**WHAT YOU HAVE TO DO**
How many of the lines below include the word "really"? Only the number should be given.

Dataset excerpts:
PR #1081, opened 2016-02-20
Router and Monitor no longer require TRAFFIC_CONTROL_VERSION env var to run maven

### LINKED ISSUE #1080: Router and Monitor poms have version value that can't be referenced by external maven projects
The expression cannot be used by other java projects which we need to support immediately.

trevorackerman:
Fixes #1080 and should still support our build_rpm.sh


trevorackerman:
Dan, can you confirm that these changes indeed support the build scripts you wrote?

PR #1093, opened 2016-02-24
Add Traffic Ops 2.0 service to get ATS configs

robert-butts:
This service acts as a 'microservice' and serves ATS config files, by querying the Traffic Ops API.

This currently only creates storage.config, as a proof-of-concept. But it has the framework to easily add the rest of the configs. If we decided not to do the microservice thing, the config file logic easily be adapted to a library within a larger service. In fact, it would probably be good to make it a package anyway.


robert-butts:
To clarify, this pulls from the existing Traffic Ops 1.2 API. That's why it's still using the mojo cookie, etc. Once the 2.0 API is stable enough and has all the features this needs, I'll change this to use it. It should be pretty simple to adapt.

PR #1107, opened 2016-02-29
Test helper now deletes cachegroups wihout relying on order of ids

trevorackerman:


traffic_ops/app/lib/Test/TestHelper.pm
```diff
@@ -145,10 +145,21 @@ sub teardown {
 sub teardown_cachegroup {
 	my $self   = shift;
 	my $schema = shift;
-	my $cachegroups =
-		$schema->resultset("Cachegroup")->search( undef, { order_by => { -desc => [qw{parent_cachegroup_id secondary_parent_cachegroup_id}] } } );
-	while ( my $row = $cachegroups->next ) {
-		$row->delete();
+
+	my $cachegroups = $schema->resultset("Cachegroup");
+	while ( $cachegroups ne 0 ) {
```
dangogh: shouldn't need a while here,  and comparison isn't right on a couple of levels.  use != for numeric comparisons,  and ne for string.   $cachegroups is an object returned from resultset and not a number.   Did you want to use $cachegroups->count() == 0?

PR #1113, opened 2016-03-02
Make OPTIONS work with CORS, Rob probably has a fancier way, but this…

knutsel:
… works

### DIFF
--- a/traffic_ops/experimental/server/routes/routes.go
+++ b/traffic_ops/experimental/server/routes/routes.go
@@ -37,7 +37,7 @@ const apiPath = "/api/2.0/"
 // This function returns an http.Handler to be used in http.ListenAndServe().
 func CreateRouter(db *sqlx.DB) http.Handler {
 	router := mux.NewRouter().StrictSlash(true)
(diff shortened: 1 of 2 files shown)


traffic_ops/experimental/server/routes/routes.go
```diff
@@ -37,7 +37,7 @@ const apiPath = "/api/2.0/"
 // This function returns an http.Handler to be used in http.ListenAndServe().
 func CreateRouter(db *sqlx.DB) http.Handler {
 	router := mux.NewRouter().StrictSlash(true)
-	router.HandleFunc("/login", wrapHeaders(auth.GetLoginFunc(db), []api.ApiMethod{api.POST})).Methods("POST")
+	router.HandleFunc("/login", wrapHeaders(auth.GetLoginFunc(db), []api.ApiMethod{api.POST})).Methods("POST", "OPTIONS")
```
robert-butts: If we make the OPTIONS method a separate function, and register it separately, we can get rid of the `if` statement and push the logic into the router.

mitchell852: and while you're at it, if somebody can move /login to /api/2.0/login that would be very helpful.

PR #1117, opened 2016-03-02
Move all TO 2.0 API paths to /api/2.0, move conditional logic into the router

robert-butts:


knutsel:
I was going to say something on the ticket, sorry, too many things going on... Do we *really* want the /login to be under /api/2.0/? /login will give you a token for more than just /api/2.0. I don't know that that matters wanted to call it out. @mitchell852 ?

mitchell852:
I think from an api consumer perspective, it really makes sense to have all the api endpoints in one place no matter what they do. i mean, "login" is part of the api, right? and if so it belongs in the api namespace.
 
for example:

/api/2/login <-- this one authenticates me and gives me a token
/api/2/logout <-- this one expires my token
/api/2/foos <-- this one gives me foos
/api/2/bars <-- this one gives me bars

to me, they all do something...

and then when the version increases:

/api/3/login <-- maybe this didn't change so it points to a common login() method
/api/3/logout
/api/3/foos
/api/3/bars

**ANSWER FOR THE TASK**
2